### Task to carry out
Every entry here should be copied exactly.

[Items listed in a dataset]
PR #4638, opened 2022-08-12
Adding career frameworks definition

amath00:


felixfbecker:
Note that the page is still named `career-ladders`, I think that should probably be renamed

### The answer
PR #4638, opened 2022-08-12
Adding career frameworks definition

amath00:


felixfbecker:
Note that the page is still named `career-ladders`, I think that should probably be renamed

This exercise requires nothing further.